═══ Data to examine ═══

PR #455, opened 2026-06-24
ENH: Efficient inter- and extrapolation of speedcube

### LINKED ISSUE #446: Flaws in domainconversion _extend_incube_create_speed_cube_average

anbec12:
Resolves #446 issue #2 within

═══
═══ Data to examine ═══

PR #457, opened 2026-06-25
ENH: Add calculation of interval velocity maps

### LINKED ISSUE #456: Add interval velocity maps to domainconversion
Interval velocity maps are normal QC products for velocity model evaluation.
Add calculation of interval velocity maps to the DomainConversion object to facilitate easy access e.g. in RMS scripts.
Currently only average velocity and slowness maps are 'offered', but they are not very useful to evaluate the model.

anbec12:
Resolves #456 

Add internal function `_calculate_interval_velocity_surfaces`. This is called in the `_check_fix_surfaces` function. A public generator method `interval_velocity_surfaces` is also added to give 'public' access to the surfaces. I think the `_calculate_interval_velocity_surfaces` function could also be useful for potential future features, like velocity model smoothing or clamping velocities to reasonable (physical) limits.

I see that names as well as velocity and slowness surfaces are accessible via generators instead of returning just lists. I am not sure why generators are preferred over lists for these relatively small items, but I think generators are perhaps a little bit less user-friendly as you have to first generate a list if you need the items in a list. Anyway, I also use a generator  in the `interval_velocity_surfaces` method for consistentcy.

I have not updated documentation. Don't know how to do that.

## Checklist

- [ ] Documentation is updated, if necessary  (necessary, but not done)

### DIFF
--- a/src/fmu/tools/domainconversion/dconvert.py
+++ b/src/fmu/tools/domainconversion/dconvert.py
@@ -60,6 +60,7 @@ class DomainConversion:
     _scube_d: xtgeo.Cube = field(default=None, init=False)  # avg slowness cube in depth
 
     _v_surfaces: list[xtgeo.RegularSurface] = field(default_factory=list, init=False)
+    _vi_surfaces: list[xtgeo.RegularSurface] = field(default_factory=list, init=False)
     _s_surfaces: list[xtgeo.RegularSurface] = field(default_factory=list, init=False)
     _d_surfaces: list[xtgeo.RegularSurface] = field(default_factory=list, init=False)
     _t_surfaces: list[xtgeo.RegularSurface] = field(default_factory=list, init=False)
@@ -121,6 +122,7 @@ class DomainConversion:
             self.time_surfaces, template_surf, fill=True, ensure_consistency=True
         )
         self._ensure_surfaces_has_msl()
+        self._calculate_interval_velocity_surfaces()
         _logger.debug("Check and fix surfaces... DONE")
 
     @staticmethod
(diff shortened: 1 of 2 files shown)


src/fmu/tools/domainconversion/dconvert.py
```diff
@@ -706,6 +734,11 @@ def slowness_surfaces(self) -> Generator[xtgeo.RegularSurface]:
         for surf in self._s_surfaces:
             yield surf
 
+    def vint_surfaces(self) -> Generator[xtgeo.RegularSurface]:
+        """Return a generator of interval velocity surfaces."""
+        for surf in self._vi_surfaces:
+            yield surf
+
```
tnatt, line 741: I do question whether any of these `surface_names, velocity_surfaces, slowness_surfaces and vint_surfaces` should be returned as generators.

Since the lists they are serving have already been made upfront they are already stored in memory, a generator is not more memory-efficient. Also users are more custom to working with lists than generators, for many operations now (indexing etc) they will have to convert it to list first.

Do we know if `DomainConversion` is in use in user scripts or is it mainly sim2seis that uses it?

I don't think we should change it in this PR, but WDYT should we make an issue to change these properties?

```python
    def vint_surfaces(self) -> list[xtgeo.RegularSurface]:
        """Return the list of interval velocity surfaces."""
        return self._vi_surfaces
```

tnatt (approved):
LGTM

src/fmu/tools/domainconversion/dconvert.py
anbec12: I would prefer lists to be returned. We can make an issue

═══

**Aim of the exercise**:
What is asked for is an exact copy of the lines above from the one containing "PR #455, opened 2026-06-24" through the one containing "Resolves #446 issue #2 within", and only those.

**Solved exercise**:
PR #455, opened 2026-06-24
ENH: Efficient inter- and extrapolation of speedcube

### LINKED ISSUE #446: Flaws in domainconversion _extend_incube_create_speed_cube_average

anbec12:
Resolves #446 issue #2 within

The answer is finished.